The film did attract criticism for being almost completely silent. Chaplin feared that the mystery and romanticism of the Tramp character would be ruined if he spoke, and also that it would alienate his fans in non-English speaking territories. His future films, however, would be full-fledged "talkies" – although without the character of the Little Tramp.

Chaplin biographer Jeffrey Vance has written of the reception and legacy of the film: Modern Times is perhaps more meaningful now than at any time since its first release. The twentieth-century theme of the film, farsighted for its time—the struggle to eschew alienation and preserve humanity in a modern, mechanized world—profoundly reflects issues facing the twenty-first century. The Tramp's travails in Modern Times and the comedic mayhem that ensues should provide strength and comfort to all who feel like helpless cogs in a world beyond control. Through its universal themes and comic inventiveness, Modern Times remains one of Chaplin's greatest and most enduring works. Perhaps more important, it is the Tramp's finale, a tribute to Chaplin's most beloved character and the silent-film era he commanded for a generation.

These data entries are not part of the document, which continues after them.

PR #834, opened 2022-02-09
remove angle as default renderer

### LINKED ISSUE #442: Debug excessive memory consumption during stitching
While rendering a 8 hour video:

> Hi, so it failed again. In my most recent run, I logged the amount of heap that was being used per loop going through the chunks, and it steadily increased until there was no more heap left. I had set ``--max-old-space-size` to 10gb, and it went through 785 iterations. <@!701030996430159872> how many chunks are there relative to the number of frames? It seems like just number of frames / 1000, but let me know if I'm correct. 

> If that's the case, I may be able to crank the heap size to 12-14gb and maybe get away with it, but right now it just seems like maybe there's literally too much data being downloaded.

### LINKED ISSUE #821: macOS Monterey
This is just to see if anyone else is having issues rendering on macOS Monterey? 

After upgrading to it, I just tried rendering a video and it fails miserably at about the 3000 frame mark, crashing my system. That's regardless if I set concurrency to just 1. The minute I start rendering, memory usage on my system climbs to 13G, that's even if I quit all other applications that are a little heavier on the memory usage. The memory pressure continues to rise until at about 3000 frames rendered, it climbs to over 15Gb and then my system with 16G RAM freezes up and crashes. 

I heard that Monterey 12.1 has some memory leak issues, so I upgraded to 12.2, but that didn't help at all.

I suspect it may be Chromium that's the problem. Not sure, though.

JonnyBurger:
I found `angle` to be eating all the RAM when rendering a longer video.
The new default is `null`. With the `--gl` flag and equivalent Node.JS APIs, users may be able to specify `angle` again.

Fixes #442 
Fixes #821

### DIFF
--- a/packages/core/src/config/chromium-flags.ts
+++ b/packages/core/src/config/chromium-flags.ts
@@ -3,11 +3,11 @@ import {
 	validateOpenGlRenderer,
 } from '../validation/validate-opengl-renderer';
 
-export const DEFAULT_OPENGL_RENDERER: OpenGlRenderer = 'angle';
+export const DEFAULT_OPENGL_RENDERER: OpenGlRenderer | null = null;
 
 let chromiumDisableWebSecurity = false;
 let ignoreCertificateErrors = false;
-let openGlRenderer: OpenGlRenderer = DEFAULT_OPENGL_RENDERER;
+let openGlRenderer: OpenGlRenderer | null = DEFAULT_OPENGL_RENDERER;
 let headlessMode = true;
 
 export const getChromiumDisableWebSecurity = () => chromiumDisableWebSecurity;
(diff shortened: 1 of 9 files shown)


alexweininger:
Did this memory leak also impact rendering images? I'm only rendering images (.png) with remotion and am trying to diagnose constantly increasing memory usage from the docker container running remotion.

JonnyBurger:
@alexweininger I think so unfortunately. With the exact same renderer, we noticed that with `angle` as the renderer, the Google Chrome memory increased consistently, whereas with the default renderer it did not happen. We therefore suspect a bug in Google Chrome. A potential workaround is to close and reopen the Google Chrome browser periodically: https://www.remotion.dev/docs/renderer/open-browser

PR #878, opened 2022-03-12
feat: get compositions from CLI

### LINKED ISSUE #719: Get compositions from CLI
$ npx remotion comps src/index.tsx
my-comp-1 my-comp-2 

then you can script it with a bash loop to render all compositions at once

Slashgear:
Fix #719

- added new command in the CLI
- added documentation in website
- added documentation in help command


JonnyBurger:
Thanks a lot! This is a lovely feature 😊
I made it a bit richer - my plan is to, when v3 is launched, allow it to accept the new `-q` flag and in that case only print the IDs in a space-separated list. This has the benefit that you can loop over the IDs using a bash script 😊

JonnyBurger (approved):

PR #881, opened 2022-03-13
WIP: Demonstrate and fix a  bug in audio mixer

JonnyBurger:


JonnyBurger:
Fixed in another way in 3.0.4

PR #885, opened 2022-03-15
chore: define bugs package.json configuration

Slashgear:
## Why

Some public and published packaged don't have the `bugs` attribute in their `package.json`.
This is documented feature of npm which is a good practice to define.
Here is the PR that make sure define it for all.

## TODO

- [ ] I don't really understand why my package.json format doesn't seems to be correct 😅 

## Another idea

Found out that packages does not have `keywords` define.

The film is recognized by American Film Institute in these lists:
- 1998: AFI's 100 Years ... 100 Movies – #81
- 2000: AFI's 100 Years ... 100 Laughs – #33
- 2007: AFI's 100 Years ... 100 Movies (10th Anniversary Edition) – #78

The Village Voice ranked Modern Times at No. 62 in its Top 250 "Best Films of the Century" list in 1999, based on a poll of critics. In January 2002, the film was included on the list of the "Top 100 Essential Films of All Time" by the National Society of Film Critics. The film was voted at No. 74 on the list of "100 Greatest Films" by the prominent French magazine Cahiers du cinéma in 2008. In the 2012 Sight & Sound polls, it was ranked the 63rd-greatest film ever made in the critics' poll and 20th in the directors' poll. In the earlier 2002 version of the list the film ranked 35th among critics. In 2015, Modern Times ranked 67th on BBC's "100 Greatest American Films" list, voted on by film critics from around the world. The film was voted at No. 12 on the list of The 100 greatest comedies of all time by a poll of 253 film critics from 52 countries conducted by the BBC in 2017. In 2021 the film ranked 49th on Time Out magazine's list of The 100 best movies of all time.

The film was included by the Vatican in a list of important films compiled in 1995, under the category of "Art".

==Restoration==
A digitally restored version of the film was released in 2003. The French company MK2 searched the world for good copies of the original footage, cut them together and processed each of the 126,000 frames, removing scratches and dust, and ensuring optimal image stability and balanced black and white tone levels. The restored version was first shown at the Cannes Film Festival in 2003.
In 2013 Cineteca di Bologna and the Criterion Collection effected further digital improvements of the 2003 version, as noted in a preface ahead of the title.